Problem to work on —
Look through the material below and give the number of lines where the string "perhaps" occurs, with nothing added.

◆ ◆ ◆ ◆ ◆

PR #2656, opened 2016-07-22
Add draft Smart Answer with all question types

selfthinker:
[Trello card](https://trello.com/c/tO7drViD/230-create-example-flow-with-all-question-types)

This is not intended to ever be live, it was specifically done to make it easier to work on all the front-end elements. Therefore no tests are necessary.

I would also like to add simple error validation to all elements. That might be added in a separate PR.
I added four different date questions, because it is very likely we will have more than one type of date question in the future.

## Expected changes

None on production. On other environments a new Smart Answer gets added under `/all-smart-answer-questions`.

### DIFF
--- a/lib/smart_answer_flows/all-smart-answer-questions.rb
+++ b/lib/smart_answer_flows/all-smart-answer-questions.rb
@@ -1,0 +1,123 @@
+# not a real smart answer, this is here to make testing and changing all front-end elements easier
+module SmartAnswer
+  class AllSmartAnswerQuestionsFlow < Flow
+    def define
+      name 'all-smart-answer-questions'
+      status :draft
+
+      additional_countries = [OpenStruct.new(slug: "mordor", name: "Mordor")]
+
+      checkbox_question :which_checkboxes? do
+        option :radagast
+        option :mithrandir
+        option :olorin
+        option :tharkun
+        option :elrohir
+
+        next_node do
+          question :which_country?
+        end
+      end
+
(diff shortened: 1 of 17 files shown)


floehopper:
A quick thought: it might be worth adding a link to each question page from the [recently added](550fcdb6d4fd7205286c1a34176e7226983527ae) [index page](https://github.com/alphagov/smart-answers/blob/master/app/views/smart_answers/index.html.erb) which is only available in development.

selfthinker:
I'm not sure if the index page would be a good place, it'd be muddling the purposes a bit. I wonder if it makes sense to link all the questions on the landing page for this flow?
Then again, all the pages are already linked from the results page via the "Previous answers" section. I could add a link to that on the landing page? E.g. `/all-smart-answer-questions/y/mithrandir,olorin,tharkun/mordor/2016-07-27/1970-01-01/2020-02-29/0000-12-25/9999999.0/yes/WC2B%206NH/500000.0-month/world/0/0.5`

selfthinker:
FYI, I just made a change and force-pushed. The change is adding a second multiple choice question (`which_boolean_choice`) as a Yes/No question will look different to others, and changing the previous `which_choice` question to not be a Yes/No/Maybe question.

◆ ◆ ◆ ◆ ◆

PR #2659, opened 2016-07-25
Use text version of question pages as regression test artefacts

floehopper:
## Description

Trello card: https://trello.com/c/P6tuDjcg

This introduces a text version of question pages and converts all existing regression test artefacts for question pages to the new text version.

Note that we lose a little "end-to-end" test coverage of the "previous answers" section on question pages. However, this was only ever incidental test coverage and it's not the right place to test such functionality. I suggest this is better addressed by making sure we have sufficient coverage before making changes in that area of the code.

◆ ◆ ◆ ◆ ◆

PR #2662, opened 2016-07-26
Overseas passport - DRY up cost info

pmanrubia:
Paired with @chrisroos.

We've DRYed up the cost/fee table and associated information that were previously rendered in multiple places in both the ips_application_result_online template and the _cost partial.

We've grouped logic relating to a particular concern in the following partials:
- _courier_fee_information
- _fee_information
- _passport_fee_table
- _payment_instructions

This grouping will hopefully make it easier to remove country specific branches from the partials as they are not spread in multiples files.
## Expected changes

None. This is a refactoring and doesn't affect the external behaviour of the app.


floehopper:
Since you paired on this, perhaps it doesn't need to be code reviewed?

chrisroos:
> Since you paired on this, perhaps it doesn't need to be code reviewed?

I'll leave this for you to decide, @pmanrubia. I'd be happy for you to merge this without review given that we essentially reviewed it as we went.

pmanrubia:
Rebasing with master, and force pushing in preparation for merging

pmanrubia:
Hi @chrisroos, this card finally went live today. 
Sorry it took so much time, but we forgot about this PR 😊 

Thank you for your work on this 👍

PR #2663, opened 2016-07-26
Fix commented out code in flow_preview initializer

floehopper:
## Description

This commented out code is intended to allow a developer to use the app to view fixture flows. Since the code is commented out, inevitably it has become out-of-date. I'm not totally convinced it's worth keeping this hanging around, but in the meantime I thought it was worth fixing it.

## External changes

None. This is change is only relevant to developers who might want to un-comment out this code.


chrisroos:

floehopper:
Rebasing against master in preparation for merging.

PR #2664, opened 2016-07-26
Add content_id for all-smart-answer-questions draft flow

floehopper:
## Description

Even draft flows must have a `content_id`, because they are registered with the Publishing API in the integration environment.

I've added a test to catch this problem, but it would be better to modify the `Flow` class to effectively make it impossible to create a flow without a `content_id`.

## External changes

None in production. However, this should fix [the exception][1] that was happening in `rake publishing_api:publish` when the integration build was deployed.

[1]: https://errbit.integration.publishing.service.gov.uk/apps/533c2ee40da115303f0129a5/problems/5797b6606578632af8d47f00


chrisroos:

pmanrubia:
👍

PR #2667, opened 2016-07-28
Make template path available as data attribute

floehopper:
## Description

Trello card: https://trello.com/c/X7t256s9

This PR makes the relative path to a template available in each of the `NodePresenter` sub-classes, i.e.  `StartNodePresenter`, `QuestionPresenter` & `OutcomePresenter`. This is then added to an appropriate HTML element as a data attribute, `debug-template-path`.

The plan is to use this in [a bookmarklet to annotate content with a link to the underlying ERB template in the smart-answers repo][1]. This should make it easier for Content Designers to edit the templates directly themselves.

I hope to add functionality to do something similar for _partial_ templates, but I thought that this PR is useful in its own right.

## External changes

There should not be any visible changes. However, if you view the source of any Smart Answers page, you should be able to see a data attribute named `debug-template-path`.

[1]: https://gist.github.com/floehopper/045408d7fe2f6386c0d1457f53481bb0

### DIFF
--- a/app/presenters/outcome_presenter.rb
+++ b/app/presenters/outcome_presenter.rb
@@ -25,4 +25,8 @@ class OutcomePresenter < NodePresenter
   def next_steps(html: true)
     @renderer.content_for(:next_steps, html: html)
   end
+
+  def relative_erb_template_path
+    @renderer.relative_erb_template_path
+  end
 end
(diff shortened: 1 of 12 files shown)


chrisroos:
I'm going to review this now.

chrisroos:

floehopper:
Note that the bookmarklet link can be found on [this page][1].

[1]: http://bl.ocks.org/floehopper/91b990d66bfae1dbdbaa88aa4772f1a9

◆ ◆ ◆ ◆ ◆

Your solution —
2